42' Fountain fishing boat


----------



## NoMoSurf (Oct 2, 2007)

36' Yellowfin
Scout 345
or 
Everglades 355CC
Everglades 350 LX or EX

Any of those will do....:thumbsup:


----------



## Cant.Git.Enuf (Jan 21, 2013)

*Hanns 50ft center console*

I would have to go with the Hanns 50' CC with the 4x 300 engine package...


----------



## Tobiwan (Apr 27, 2012)

Since I have half a billion dollars I'm gonna get two boats one for offshore and one for inshore. Lets start with a 60ish American customs yacht I'm not really sure just how ridiculous it would be because its a completely hand built custom yacht That would be built to my liking but it would look something like this. Second would be a 24 yellowfin with all the amenities.


----------



## dockmaster (Sep 27, 2007)

Never have to worry how rough is is.......lol

billd


----------



## Gump (Oct 4, 2007)

Probably an 80' American Custom Yacht that would cruise around 40 kts. Enclosed Bridge. the works


----------



## SHO-NUFF (May 30, 2011)

I would buy a good used 4-stroke for my old ratty Pro-Line! 

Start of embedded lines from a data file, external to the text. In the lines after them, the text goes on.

PR #477, opened 2022-05-26
lib: add syntax to crunch_ignore multiple instances

corlewis:
Add support to crunch_ignore so that multiple instances can be added to and removed from simultaneously.

There is an example in [lib/test/Crunch_Test_NonDet.thy](https://github.com/seL4/l4v/compare/master...corlewis:master#diff-a70563cedfb16fff3aebf5def8732ad4a8133223084b0330635b1b4b907a41f7) of this being used.

### DIFF
--- a/lib/Crunch.ML
+++ b/lib/Crunch.ML
@@ -117,21 +117,25 @@ val crunch_ignoreP =
     Outer_Syntax.local_theory
          @{command_keyword "crunch_ignore"}
         "add to and delete from list of things that crunch should ignore in finding prerequisites"
-        ((Scan.optional (P.$$$ "(" |-- P.name --| P.$$$ ")") "" -- Scan.optional
+        ((Scan.optional (P.$$$ "(" |-- P.list1 P.name --| P.$$$ ")") [""] -- Scan.optional
           (P.$$$ "(" |-- read_sections [add_sect, del_sect] --| P.$$$ ")")
-          []
-        )
-        >> (fn (crunch_instance, wpigs) => fn lthy =>
+          [])
+         >> (fn (crunch_instances, wpigs) => fn lthy =>
                let fun const_name const = dest_Const (read_const lthy const) |> #1;
                    val add = wpigs |> filter (fn (s,_) => s = #1 add_sect) |> map #2 |> constants
                                    |> map const_name;
                    val del = wpigs |> filter (fn (s,_) => s = #1 del_sect) |> map #2 |> constants
                                    |> map const_name;
-                   val crunch_ignore_add_del = (case get_crunch_instance crunch_instance (Proof_Context.theory_of lthy) of
-                     NONE => error ("Crunch has not been defined for " ^ crunch_instance)
-                   | SOME x => snd x);
+                   fun crunch_ignore_add_del inst =
+                     (case get_crunch_instance inst (Proof_Context.theory_of lthy) of
+                        NONE => error ("Crunch has not been defined for " ^ inst)
+                      | SOME x => snd x);
+                   val crunch_ignore_add_dels =
+                     map (fn inst => crunch_ignore_add_del inst add del) crunch_instances
+                   val crunch_ignore_add_dels' =
+                     fold (curry (op #>)) (tl crunch_ignore_add_dels) (hd crunch_ignore_add_dels)
                in
-                  Local_Theory.raw_theory (crunch_ignore_add_del add del) lthy
+                  Local_Theory.raw_theory crunch_ignore_add_dels' lthy
                end));
 
 end;
--- a/lib/test/Crunch_Test_NonDet.thy
+++ b/lib/test/Crunch_Test_NonDet.thy
@@ -26,13 +26,14 @@ definition
     crunch_foo1 13
   od"
 
+crunch_ignore (valid, empty_fail, no_fail) (add: bind)
+
 crunch (empty_fail) empty_fail: crunch_foo2
-  (ignore: modify bind)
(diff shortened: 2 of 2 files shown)


lib/test/Crunch_Test_NonDet.thy
```diff
@@ -26,13 +26,14 @@ definition
     crunch_foo1 13
   od"
 
+crunch_ignore (valid, empty_fail, no_fail) (add: bind)
```
Xaphiosis, line 29: wonderful demo of this working

corlewis: Oh yeah, I was going to ask for people's opinions on the syntax.

Is everyone happy for both parts of that invocation to use parentheses? While I'm here we could easily change the first to use a different pair of brackets if it might make it look nicer.

Xaphiosis: I'm fine to leave it as is. If we switched it to `[ ]`, would that make it any clearer what it does? I guess it would distinguish part 1 (props) from part 2 (add/del instructions). Do you have any feelings on this?

corlewis: I think I agree. It would be nice to distinguish the two parts, but all the options I've thought of either have other problems or don't seem to help that much.

I guess the 'nicest' way might be `crunch_ignore ‹valid, empty_fail, no_fail› (add: bind)`, but I'm not sure how standard that is and it barely feels worth changing.

Xaphiosis: Agreed. Can check in with Gerwin tomorrow to see if he has any thoughts, but looks like current syntax will be perfectly fine.

lib/Crunch.ML
```diff
@@ -117,21 +117,25 @@ val crunch_ignoreP =
...
-                   val crunch_ignore_add_del = (case get_crunch_instance crunch_instance (Proof_Context.theory_of lthy) of
-                     NONE => error ("Crunch has not been defined for " ^ crunch_instance)
-                   | SOME x => snd x);
+                   fun crunch_ignore_add_del inst =
+                     (case get_crunch_instance inst (Proof_Context.theory_of lthy) of
+                        NONE => error ("Crunch has not been defined for " ^ inst)
+                      | SOME x => snd x);
+                   val crunch_ignore_add_dels =
+                     map (fn inst => crunch_ignore_add_del inst add del) crunch_instances
+                   val crunch_ignore_add_del' =
```
Xaphiosis, line 135: I thought for a moment that `crunch_ignore_add_del'` isn't all that informative, but reading over the flow of the function it's ok.

Xaphiosis (approved):

lib/Crunch.ML
corlewis: Hmm, rereading it again, I think I prefer `crunch_ignore_add_dels'`. That's not really any more informative, but makes more sense to me.

Xaphiosis:
@corlewis : do you happen to know if attempts to do multiple add or del generate any warnings? (i.e. adding a constant to crunch_ignores that is already being ignored)

lib/test/Crunch_Test_NonDet.thy
lsf37: I don't think either of them (`[ .. ]` and `‹ .. ›`) are good, because both are associated with different existing concepts in Isabelle already (`[ .. ]` for attributes and `‹ .. ›` for changing syntax context, e.g. to antiquotation or inner syntax).

We could do what we do for `crunches`, though: `crunch_ignore valid, empty_fail, no_fail (...)`, or even `crunch_ignore ops for valid, empty_fail, no_fail` although that latter would be a larger break with current `crunch_ignore` syntax.

lsf37 (approved):
Concrete syntax discussion is still ongoing, but otherwise I'm happy with it (would also be fine with the parentheses as they are now).

corlewis:
> @corlewis : do you happen to know if attempts to do multiple add or del generate any warnings? (i.e. adding a constant to crunch_ignores that is already being ignored)

`crunch_ignore` currently doesn't generate any warnings. It shouldn't be too hard to add basic warnings like those ones.

Xaphiosis:
> > @corlewis : do you happen to know if attempts to do multiple add or del generate any warnings? (i.e. adding a constant to crunch_ignores that is already being ignored)
> 
> `crunch_ignore` currently doesn't generate any warnings. It shouldn't be too hard to add basic warnings like those ones.

I would appreciate the addition of those, though that can be a separate PR.

lib/test/Crunch_Test_NonDet.thy
corlewis: I prefer leaving it as is over those options. I can't find a nice way for both `crunches` and `crunch_ignore` to have similar syntaxes and still be nicely readable. Here's an example of a `crunches` command.
```
crunches readVCPUHardwareReg
  for (no_fail) no_fail[intro!, wp, simp]
  and (empty_fail) empty_fail[intro!, wp, simp]
  and (no_irq) no_irq[intro!, wp, simp]
  ```

The only option that would be consistent is something like your `crunch_ignore ops for valid, empty_fail, no_fail` suggestion, but then that doesn't have a nice way for removing things from the `crunch_ignore` set.

corlewis:
> Concrete syntax discussion is still ongoing, but otherwise I'm happy with it (would also be fine with the parentheses as they are now).

I think I'll merge this as is. If we come up with an alternative syntax then it should be part of a different PR anyway.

Not 1 boat, but would own several.
River Boat, Bay Boat, Ski Boat, Offshore Boat, Weekender for Ft. Mcree and a big Trawler to make the Great Loop trip. I would keep a few here and a few at my new place in the Keys or Virgin Islands. Would never live anywhere it got below 75 degrees again! 
The outboards would be re powered every 500 hours and I would give the old engines away on the Fishing Forum. 
Most likely be dead of Alcohol or lead poison in 18 months or less.


----------



## MULLET HUNTER (Oct 3, 2007)

I got mine, 12' bote bugslinger with all the fixings.....


----------



## AndyS (Nov 22, 2011)

The little boat in the center. That's my dream boat.


----------



## BlaineAtk (Jun 8, 2010)

Wirelessly posted



Tobiwan said:


> Since I have half a billion dollars I'm gonna get two boats one for offshore and one for inshore. Lets start with a 60ish American customs yacht I'm not really sure just how ridiculous it would be because its a completely hand built custom yacht That would be built to my liking but it would look something like this. Second would be a 24 yellowfin with all the amenities.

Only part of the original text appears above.